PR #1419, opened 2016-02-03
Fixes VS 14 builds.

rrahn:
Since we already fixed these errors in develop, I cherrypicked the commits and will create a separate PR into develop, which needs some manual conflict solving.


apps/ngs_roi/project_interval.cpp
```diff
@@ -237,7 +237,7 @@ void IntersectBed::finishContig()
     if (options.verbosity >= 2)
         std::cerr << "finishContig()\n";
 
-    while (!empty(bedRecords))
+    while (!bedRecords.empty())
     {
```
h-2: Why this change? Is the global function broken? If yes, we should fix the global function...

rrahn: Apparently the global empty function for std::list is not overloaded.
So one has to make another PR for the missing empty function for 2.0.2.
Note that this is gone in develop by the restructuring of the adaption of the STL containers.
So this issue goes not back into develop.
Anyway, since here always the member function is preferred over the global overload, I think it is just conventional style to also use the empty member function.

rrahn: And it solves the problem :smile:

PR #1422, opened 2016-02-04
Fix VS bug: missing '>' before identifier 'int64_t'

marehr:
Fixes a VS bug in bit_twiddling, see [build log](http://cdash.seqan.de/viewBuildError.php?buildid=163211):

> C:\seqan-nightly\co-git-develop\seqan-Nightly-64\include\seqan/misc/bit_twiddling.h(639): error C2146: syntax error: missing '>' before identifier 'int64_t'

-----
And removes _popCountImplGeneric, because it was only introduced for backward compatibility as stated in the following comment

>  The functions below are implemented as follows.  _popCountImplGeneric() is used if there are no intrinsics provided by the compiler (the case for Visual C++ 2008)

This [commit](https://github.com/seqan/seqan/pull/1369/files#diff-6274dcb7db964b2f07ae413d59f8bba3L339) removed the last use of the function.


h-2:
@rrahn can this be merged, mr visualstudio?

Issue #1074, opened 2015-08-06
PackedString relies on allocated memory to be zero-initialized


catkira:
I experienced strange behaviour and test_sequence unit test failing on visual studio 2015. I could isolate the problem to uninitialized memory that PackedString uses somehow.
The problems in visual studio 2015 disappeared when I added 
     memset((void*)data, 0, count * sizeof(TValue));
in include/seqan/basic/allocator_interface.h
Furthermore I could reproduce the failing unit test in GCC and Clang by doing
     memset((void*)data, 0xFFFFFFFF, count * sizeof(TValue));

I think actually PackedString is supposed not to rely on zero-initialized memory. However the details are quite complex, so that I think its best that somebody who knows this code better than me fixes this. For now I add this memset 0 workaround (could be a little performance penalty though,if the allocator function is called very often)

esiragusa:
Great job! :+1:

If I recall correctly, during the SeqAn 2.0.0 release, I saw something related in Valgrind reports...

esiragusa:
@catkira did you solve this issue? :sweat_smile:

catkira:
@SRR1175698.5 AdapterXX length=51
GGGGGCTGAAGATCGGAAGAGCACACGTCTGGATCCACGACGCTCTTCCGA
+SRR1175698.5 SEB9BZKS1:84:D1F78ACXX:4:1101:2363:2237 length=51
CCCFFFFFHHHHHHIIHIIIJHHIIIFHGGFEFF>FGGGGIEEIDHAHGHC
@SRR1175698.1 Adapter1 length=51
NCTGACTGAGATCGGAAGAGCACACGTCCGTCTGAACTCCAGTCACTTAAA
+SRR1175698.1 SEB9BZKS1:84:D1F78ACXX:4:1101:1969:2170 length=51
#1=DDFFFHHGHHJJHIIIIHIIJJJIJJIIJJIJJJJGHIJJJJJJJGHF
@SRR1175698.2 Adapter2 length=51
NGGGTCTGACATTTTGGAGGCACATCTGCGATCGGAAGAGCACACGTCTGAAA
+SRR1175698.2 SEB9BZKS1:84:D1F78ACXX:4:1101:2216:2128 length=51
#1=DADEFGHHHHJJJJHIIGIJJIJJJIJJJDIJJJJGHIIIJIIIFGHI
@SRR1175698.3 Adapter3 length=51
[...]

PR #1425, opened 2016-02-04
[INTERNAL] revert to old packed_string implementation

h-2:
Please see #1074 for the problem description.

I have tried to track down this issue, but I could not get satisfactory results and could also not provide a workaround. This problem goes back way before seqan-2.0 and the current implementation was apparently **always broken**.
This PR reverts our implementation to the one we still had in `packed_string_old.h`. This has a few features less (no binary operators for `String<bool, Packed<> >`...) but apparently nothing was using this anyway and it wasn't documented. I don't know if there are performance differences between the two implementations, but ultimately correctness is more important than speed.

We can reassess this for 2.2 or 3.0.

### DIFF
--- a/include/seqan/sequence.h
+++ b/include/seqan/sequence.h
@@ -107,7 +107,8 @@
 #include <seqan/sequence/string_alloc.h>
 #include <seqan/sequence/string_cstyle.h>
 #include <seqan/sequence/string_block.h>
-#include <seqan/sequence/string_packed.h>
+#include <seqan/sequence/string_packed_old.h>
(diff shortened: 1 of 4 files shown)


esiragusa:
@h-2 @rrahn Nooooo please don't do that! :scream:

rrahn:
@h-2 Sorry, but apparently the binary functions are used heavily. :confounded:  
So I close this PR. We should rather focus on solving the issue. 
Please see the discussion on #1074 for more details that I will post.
□ □ □
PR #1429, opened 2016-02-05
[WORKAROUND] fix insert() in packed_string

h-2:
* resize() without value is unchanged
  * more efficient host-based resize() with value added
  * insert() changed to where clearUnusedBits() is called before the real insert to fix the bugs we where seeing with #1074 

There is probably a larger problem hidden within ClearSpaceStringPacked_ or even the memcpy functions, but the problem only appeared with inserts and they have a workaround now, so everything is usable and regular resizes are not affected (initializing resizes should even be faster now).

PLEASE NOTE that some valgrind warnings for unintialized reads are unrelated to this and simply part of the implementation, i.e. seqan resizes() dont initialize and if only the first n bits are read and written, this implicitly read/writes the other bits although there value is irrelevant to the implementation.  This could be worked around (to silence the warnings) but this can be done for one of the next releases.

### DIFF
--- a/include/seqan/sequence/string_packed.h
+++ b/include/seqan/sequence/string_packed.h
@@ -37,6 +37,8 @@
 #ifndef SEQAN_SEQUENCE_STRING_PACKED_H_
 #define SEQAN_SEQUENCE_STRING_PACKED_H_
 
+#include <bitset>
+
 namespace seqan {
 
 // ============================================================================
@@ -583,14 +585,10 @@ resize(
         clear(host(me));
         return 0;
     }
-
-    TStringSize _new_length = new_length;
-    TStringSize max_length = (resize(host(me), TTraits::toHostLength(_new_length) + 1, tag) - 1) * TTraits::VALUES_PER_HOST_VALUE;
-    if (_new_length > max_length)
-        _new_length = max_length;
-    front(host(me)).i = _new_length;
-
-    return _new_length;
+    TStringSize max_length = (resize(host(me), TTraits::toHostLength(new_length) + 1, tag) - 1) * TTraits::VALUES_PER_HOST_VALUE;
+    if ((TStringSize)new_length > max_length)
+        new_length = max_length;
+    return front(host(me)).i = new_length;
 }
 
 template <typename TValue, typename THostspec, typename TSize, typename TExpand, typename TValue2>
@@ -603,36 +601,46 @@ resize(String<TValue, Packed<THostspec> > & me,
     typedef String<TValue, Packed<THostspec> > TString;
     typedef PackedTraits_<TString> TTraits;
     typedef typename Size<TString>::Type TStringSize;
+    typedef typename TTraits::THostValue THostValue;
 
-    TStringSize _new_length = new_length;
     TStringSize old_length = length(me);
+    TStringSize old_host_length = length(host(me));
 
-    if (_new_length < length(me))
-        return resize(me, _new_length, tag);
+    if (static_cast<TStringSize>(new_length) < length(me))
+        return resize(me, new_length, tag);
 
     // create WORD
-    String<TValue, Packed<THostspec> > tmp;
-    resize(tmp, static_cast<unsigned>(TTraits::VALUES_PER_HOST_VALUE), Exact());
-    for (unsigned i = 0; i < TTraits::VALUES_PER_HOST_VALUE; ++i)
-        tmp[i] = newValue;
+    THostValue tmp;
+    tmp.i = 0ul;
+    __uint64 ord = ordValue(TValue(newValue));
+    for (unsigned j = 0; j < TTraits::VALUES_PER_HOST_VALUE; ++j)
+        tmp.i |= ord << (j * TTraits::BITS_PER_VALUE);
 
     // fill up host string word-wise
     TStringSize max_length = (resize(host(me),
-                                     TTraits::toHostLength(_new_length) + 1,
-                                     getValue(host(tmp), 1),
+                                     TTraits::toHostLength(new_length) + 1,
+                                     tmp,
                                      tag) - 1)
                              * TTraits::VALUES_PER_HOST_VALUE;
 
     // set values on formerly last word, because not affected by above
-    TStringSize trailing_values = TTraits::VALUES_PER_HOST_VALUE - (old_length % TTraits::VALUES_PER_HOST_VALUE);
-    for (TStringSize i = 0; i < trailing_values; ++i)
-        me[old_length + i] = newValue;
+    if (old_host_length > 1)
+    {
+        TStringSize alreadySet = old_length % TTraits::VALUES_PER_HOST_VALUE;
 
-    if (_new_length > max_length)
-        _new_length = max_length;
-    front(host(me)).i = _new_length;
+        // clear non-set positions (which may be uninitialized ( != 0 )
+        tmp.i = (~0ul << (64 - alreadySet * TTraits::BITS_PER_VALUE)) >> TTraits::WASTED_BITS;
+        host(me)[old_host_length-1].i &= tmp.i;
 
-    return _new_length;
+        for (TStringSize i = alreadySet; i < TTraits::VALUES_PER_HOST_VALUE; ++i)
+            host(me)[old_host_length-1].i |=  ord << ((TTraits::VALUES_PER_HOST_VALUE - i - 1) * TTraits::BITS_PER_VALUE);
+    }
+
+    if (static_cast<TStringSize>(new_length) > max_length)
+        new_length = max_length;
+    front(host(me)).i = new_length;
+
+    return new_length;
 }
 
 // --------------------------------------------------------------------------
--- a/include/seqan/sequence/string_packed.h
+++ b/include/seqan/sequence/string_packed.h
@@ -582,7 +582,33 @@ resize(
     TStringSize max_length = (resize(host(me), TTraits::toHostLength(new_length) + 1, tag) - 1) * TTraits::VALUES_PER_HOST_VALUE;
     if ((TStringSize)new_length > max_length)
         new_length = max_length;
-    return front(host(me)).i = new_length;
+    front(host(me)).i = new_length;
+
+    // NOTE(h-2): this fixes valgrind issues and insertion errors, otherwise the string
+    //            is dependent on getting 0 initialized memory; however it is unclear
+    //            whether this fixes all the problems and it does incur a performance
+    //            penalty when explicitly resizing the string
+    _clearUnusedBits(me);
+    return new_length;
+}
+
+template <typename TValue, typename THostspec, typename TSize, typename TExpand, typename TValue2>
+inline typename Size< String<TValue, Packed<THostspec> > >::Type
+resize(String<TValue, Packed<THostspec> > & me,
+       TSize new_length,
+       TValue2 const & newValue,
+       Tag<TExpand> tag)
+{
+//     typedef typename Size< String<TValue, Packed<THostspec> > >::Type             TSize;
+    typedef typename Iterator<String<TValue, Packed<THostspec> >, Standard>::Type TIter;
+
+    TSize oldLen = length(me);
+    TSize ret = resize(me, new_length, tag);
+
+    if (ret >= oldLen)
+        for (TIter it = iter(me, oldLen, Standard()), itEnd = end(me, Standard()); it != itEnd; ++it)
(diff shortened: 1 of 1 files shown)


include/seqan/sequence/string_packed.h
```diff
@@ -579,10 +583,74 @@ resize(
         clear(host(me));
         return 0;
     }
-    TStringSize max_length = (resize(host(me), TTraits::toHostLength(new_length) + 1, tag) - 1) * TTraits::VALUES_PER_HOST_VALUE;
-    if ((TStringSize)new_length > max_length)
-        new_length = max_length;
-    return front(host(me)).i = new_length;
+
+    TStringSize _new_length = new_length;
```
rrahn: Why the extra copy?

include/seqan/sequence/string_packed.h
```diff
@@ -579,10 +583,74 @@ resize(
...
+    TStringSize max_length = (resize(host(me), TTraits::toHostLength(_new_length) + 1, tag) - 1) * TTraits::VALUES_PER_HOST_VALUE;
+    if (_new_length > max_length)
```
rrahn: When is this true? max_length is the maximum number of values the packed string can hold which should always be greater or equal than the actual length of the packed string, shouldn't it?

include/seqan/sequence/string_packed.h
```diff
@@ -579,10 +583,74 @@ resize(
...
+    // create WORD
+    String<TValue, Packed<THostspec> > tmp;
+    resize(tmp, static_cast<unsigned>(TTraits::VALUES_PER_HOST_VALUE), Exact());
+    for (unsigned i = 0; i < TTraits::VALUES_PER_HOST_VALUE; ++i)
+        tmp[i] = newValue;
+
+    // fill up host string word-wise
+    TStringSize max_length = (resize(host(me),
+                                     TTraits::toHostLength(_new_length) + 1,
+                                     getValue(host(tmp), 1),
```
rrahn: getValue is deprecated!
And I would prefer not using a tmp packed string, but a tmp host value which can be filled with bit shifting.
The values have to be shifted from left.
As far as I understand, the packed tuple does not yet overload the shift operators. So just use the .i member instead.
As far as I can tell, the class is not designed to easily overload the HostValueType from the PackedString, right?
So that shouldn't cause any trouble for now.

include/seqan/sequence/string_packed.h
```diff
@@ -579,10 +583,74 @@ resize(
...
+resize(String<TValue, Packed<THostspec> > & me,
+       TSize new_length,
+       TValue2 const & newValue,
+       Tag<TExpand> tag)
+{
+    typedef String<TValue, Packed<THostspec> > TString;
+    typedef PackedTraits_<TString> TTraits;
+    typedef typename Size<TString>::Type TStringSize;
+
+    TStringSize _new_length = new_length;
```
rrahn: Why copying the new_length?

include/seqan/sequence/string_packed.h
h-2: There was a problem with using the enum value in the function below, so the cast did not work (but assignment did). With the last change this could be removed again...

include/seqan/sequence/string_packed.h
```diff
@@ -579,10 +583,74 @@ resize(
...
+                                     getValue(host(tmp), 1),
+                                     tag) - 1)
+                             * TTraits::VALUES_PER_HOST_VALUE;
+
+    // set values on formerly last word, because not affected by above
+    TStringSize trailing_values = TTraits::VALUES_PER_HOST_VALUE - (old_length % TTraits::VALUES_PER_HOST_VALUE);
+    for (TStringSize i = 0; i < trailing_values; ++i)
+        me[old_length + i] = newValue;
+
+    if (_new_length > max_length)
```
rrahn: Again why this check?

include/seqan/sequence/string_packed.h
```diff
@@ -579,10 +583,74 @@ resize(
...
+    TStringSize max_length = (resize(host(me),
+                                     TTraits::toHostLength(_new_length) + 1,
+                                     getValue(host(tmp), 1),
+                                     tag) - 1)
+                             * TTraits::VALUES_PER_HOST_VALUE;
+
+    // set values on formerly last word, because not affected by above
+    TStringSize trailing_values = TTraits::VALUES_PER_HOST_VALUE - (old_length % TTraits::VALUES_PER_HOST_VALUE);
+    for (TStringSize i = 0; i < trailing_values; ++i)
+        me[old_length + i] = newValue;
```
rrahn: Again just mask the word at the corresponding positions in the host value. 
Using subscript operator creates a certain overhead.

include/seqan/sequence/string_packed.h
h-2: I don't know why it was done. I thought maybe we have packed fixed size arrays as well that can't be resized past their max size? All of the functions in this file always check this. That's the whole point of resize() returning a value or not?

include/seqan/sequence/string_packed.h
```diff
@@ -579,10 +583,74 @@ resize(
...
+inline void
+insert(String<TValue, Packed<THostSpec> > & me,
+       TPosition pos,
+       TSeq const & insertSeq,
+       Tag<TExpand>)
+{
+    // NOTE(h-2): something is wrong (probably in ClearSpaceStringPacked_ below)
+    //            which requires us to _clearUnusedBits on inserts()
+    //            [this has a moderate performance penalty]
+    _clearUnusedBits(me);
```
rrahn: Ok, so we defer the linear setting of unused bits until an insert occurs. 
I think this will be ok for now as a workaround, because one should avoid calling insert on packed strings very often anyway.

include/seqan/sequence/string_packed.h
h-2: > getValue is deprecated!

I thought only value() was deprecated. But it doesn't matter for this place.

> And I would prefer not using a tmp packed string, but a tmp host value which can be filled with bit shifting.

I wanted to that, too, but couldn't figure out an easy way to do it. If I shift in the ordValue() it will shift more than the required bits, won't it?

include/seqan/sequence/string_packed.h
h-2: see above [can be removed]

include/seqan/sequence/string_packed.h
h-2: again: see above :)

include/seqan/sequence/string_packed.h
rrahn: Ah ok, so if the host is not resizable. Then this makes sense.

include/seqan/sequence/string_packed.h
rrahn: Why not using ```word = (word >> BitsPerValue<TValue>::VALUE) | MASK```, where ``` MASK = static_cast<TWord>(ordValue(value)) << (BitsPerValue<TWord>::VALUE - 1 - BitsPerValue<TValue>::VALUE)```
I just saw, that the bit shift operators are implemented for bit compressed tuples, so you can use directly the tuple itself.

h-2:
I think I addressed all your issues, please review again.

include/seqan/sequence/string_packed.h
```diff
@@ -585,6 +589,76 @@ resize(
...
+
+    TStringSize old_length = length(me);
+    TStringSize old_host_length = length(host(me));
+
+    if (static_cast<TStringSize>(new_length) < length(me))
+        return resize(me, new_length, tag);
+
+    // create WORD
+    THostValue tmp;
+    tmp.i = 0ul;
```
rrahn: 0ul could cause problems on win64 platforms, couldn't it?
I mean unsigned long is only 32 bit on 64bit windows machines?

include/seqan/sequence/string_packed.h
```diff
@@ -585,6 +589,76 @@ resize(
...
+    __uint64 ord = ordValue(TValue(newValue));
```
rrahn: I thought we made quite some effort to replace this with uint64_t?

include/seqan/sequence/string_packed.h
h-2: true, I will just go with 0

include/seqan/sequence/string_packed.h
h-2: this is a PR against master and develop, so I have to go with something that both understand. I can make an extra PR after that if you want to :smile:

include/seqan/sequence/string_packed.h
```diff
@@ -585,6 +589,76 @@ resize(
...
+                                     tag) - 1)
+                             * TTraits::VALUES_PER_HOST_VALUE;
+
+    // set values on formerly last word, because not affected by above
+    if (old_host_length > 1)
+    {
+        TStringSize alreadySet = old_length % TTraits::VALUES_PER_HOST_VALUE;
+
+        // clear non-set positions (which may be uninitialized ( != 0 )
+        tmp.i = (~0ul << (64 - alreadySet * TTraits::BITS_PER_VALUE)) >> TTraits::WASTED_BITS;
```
□ □ □
--- Action item ---
Report, from the entries above, each line where "just" is found.

--- Result ---
Anyway, since here always the member function is preferred over the global overload, I think it is just conventional style to also use the empty member function.
As far as I understand, the packed tuple does not yet overload the shift operators. So just use the .i member instead.
rrahn: Again just mask the word at the corresponding positions in the host value. 
I just saw, that the bit shift operators are implemented for bit compressed tuples, so you can use directly the tuple itself.
h-2: true, I will just go with 0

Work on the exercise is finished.